RE: ACL

Alexandre Passant wrote:
> My feeling is that we could get WebID (authentication) without ACL issues. 
> What people do when the user is authenticated (e.g. use ACL ontology to deliver X or Y) is IMO a matter of the implementation, not of WebID itself.

Yes, I agree as well on that - But I also like what Dan was suggesting regarding ACLs and the FOAF-ish perspective. While I strongly believe that WebID should clearly be authentication only, we should demonstrate its full potential by making use of powerful examples including ACLs (besides the easy ones to get into it).

So, in this context, the question is what do we have to take care of when defining WebID? Is there anything we should provide in WebID that otherwise makes application of e.g.

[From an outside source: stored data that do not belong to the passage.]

PR #472, opened 2020-05-23
Add example of firing select event

rkennel:
As a new user of this library I had a difficult time determining how to test outcomes of a drop-down selection.  There is an example if you use the react-select library but very little information on the internet if you use a plain select tag.

I found Kent's comment on an issue in the react-testing-library and thought it would be helpful to others to add it to the FAQs.  https://github.com/testing-library/react-testing-library/issues/322


kentcdodds:
@all-contributors please add @rkennel for docs

PR #477, opened 2020-05-26
docs: added showSuggestions

benmonro:


docs/dom-testing-library/api-configuration.md
```diff
@@ -24,6 +24,13 @@ for you to identify the part of your code that resulted in the error (async
 stack traces are hard to debug). If you want to disable this, then set
 `showOriginalStackTrace` to `false`. You can also disable this for a specific
 call in the options you pass to `waitFor`.
+`throwSuggestions`: (experimental) When enabled, if [better queries](https://testing-library.com/docs/guide-which-query) are available 
+the test will fail and provide a suggested query to use instead.  Default is 'false'
```
timdeschryver, line 28: To be consistent with the other config options

```suggestion
the test will fail and provide a suggested query to use instead.  Default to `false`.
```

PR #478, opened 2020-05-29
docs: fix default hidden option value for getByRole query

qkdreyer:
https://github.com/testing-library/testing-library-docs/blob/ea15db89abea14f4710ea6c7484884592a1b37a8/docs/dom-testing-library/api-configuration.md#L18-L19


eps1lon:
@qkdreyer Thanks

PR #479, opened 2020-05-29
Update intro.md

coryhouse:
As I outlined [here](https://github.com/testing-library/cypress-testing-library/issues/135), this example is incorrect. @pranjaljately pointed out the correct code [here](https://github.com/testing-library/cypress-testing-library/issues/135#issuecomment-636000449).


kentcdodds:
@all-contributors please add @coryhouse for docs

OWL2 scenarios more complicated? What about trust delegation scenarios?

Cheers,
Martin



> -----Original Message-----
> From: public-xg-webid-request@w3.org [mailto:public-xg-webid-
> request@w3.org] On Behalf Of Dan Brickley
> Sent: Dienstag, 25. Januar 2011 21:36
> To: Henry Story
> Cc: Stéphane Corlosquet; Alexandre Passant; nathan@webr3.org; WebID XG
> Subject: Re: ACL
> 
> [interesting discussion snipped]
> 
> A quick comment re ACLs from a FOAF-ish perspect:
> 
> Most RDF linked data work has tended not to use OWL, except for
> owl:sameAs statements for expressing numerical identity (one-and-the-
> same-thing-ness).
> 
> However OWL is very powerful for describing rules for picking out classes of
> things in terms of their properties. This has some natural application to
> expression of ACLs. In many ways this is orthogonal from the details of the
> core WebID protocol, which just (like OpenID, some uses of OAuth) lets
> people prove that they control some online account / document. So I think
> there is a case for working out some OWL-based approaches to expressing
> ACLs in terms of RDF and OWL and OWL rules, in a way that works with *any*
> technique for demonstrating evidence of who someone is. Once done, this
> could of course be exploited in WebID-based interactions with a site,
> something along the 'proof carrying authorization' direction eg.
> http://www.ece.cmu.edu/~lbauer/papers/pcaprototr.pdf
> 
> So I'd really encourage folk to revisit the OWL tools, especially OWL2 which
> allows some convenient idioms. See http://lists.foaf-
> project.org/pipermail/foaf-dev/2010-November/010488.html
> for examples that model FOAF Group as [via punning] simultaneously a class,
> and as an individual. The earlier FOAF idioms used separate entities for
> those, linked by foaf:membershipClass. But that idiom didn't get much use.
> 
> What I'm thinking is we should investigate a kind of nice gui for talking about
> (sub-) classes of Person, Organization etc., not a general purpose ontology
> editor but one biased towards these particular kinds of object, and with
> more focus on provenance/truth/evidence for claims.
> 
> So for example (in a made up language),
> 
> Let gsent = persons I sent mail to, more than twice on most weeks, according
> to my gmail account danbrickley@gmail.com Let blogok = persons whose
> comments I accepted on my blog http://danbri.org/words/ Let dopplr =
> persons who i share my locations with on dopplr [more complicated stuff
> that would map down to OWL could go here, but keeping a simple example
> for now] Let group1 = gsent + blogok + dopplr
> 
> ...ie. to be able to use some UI (or domain specific language)  to characterise
> groups of people/agents, typically by ref to some authority or service ....then
> to compose those (with OWL's building blocks), ... and use the result to
> express ACL rules.
> 
> So I could tell a Wiki to give "edit" privileges to 'group1'. Whether this is a
> static compiled snapshot of group1, or whether it accepts anyone who can
> prove they match that group's rules, ... is very much open to debate. I can
> see value in both.
> 
> (let me know when it's time to switch lists :)
> 
> cheers,
> 
> Dan
> 
> ps. and congrats on launching the group!